[SOURCE DATA — start]

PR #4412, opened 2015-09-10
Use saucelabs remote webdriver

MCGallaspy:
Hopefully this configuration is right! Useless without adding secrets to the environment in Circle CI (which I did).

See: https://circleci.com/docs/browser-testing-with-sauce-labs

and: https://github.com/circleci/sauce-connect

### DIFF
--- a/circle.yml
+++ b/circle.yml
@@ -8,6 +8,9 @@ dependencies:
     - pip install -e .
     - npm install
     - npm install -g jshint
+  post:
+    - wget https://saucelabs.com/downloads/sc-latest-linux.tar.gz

[SOURCE DATA — finish]
[SOURCE DATA — start]

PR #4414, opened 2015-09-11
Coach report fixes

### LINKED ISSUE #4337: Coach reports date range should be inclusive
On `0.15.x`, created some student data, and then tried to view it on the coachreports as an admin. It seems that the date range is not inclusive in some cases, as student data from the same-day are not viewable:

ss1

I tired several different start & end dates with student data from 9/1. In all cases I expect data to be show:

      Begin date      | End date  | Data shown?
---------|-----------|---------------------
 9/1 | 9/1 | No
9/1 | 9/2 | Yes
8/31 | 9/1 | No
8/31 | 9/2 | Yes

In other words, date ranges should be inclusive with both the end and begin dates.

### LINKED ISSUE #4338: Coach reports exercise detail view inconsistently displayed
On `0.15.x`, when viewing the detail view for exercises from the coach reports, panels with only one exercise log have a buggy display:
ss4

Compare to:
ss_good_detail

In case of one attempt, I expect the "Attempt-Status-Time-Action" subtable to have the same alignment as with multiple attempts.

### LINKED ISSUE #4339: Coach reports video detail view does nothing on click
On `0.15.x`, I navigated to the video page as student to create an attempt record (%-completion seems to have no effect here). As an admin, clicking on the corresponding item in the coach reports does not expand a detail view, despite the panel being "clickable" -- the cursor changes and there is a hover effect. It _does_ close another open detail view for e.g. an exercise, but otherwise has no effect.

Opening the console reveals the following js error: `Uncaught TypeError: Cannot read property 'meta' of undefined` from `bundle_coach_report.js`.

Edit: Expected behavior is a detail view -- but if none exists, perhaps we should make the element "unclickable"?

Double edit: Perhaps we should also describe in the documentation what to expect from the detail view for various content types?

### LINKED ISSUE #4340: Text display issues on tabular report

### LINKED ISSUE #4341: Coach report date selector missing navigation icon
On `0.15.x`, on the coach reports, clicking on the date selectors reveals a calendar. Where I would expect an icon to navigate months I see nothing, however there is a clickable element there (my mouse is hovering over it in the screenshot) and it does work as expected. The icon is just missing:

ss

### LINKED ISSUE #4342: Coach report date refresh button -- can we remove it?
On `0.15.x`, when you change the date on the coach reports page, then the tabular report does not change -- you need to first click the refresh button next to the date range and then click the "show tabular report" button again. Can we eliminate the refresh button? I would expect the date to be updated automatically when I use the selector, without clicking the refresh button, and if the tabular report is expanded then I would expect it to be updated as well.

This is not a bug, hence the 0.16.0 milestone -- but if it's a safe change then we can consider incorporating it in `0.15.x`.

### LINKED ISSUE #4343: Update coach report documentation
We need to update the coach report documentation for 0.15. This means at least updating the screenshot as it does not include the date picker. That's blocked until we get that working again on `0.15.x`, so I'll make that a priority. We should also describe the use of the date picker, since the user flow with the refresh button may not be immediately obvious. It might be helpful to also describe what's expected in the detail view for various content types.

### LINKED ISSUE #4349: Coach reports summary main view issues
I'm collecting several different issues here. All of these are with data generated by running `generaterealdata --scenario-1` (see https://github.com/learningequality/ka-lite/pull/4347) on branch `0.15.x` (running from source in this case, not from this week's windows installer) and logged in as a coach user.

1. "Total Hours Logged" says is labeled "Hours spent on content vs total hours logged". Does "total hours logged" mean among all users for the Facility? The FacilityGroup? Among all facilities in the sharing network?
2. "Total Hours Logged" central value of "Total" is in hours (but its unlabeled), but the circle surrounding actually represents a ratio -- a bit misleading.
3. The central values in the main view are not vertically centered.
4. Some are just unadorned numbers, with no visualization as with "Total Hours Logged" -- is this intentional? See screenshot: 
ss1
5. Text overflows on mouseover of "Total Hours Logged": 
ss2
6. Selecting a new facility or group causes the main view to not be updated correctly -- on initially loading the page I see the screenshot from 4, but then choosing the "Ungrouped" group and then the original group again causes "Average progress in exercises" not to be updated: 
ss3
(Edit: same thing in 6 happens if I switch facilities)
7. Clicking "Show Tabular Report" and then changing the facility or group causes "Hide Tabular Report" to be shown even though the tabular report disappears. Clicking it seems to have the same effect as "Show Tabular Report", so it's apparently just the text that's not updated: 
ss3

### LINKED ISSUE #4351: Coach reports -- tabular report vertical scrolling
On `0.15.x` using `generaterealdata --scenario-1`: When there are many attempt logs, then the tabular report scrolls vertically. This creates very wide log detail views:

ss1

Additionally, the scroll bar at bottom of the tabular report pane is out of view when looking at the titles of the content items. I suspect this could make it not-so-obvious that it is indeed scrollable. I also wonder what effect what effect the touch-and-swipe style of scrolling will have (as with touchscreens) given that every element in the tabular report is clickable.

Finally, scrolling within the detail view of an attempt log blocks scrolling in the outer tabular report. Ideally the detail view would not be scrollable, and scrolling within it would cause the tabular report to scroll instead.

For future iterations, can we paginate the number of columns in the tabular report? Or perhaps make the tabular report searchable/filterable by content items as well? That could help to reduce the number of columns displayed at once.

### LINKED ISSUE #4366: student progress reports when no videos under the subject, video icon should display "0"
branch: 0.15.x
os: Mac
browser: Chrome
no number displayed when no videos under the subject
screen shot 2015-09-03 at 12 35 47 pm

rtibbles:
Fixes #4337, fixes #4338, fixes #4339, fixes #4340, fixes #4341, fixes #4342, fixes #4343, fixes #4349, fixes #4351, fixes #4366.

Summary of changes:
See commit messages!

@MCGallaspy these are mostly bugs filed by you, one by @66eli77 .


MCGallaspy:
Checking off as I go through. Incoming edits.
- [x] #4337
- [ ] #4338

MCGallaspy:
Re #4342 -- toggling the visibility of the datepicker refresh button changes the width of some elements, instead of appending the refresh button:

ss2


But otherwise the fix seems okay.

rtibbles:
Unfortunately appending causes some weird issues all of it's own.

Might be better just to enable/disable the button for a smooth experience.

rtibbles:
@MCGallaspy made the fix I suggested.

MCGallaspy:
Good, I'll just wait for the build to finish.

[SOURCE DATA — finish]
[SOURCE DATA — start]

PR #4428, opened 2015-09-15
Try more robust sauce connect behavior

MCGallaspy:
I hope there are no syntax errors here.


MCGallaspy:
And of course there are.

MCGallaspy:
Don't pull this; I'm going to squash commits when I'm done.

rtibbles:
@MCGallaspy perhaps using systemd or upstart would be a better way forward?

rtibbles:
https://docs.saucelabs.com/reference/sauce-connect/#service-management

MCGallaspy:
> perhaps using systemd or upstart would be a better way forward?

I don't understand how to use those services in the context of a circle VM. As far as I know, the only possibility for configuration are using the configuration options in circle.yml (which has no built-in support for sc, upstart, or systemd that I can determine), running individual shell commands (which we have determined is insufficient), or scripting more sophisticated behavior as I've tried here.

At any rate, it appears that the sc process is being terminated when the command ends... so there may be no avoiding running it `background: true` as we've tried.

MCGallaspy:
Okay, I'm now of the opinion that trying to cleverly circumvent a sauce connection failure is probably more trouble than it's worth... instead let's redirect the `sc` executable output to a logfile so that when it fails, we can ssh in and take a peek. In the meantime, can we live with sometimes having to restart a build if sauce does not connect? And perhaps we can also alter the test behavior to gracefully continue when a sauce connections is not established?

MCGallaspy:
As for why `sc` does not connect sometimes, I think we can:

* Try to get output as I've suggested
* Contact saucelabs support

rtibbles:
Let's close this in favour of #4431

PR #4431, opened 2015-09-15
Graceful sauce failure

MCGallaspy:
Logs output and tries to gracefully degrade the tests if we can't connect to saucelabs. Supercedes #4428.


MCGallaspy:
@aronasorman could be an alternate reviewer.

[SOURCE DATA — finish]

PROBLEM REQUIREMENTS: Work through the entries, filtering for the string "videos", and copy each line that holds it.

WORKED SOLUTION:
### LINKED ISSUE #4366: student progress reports when no videos under the subject, video icon should display "0"
no number displayed when no videos under the subject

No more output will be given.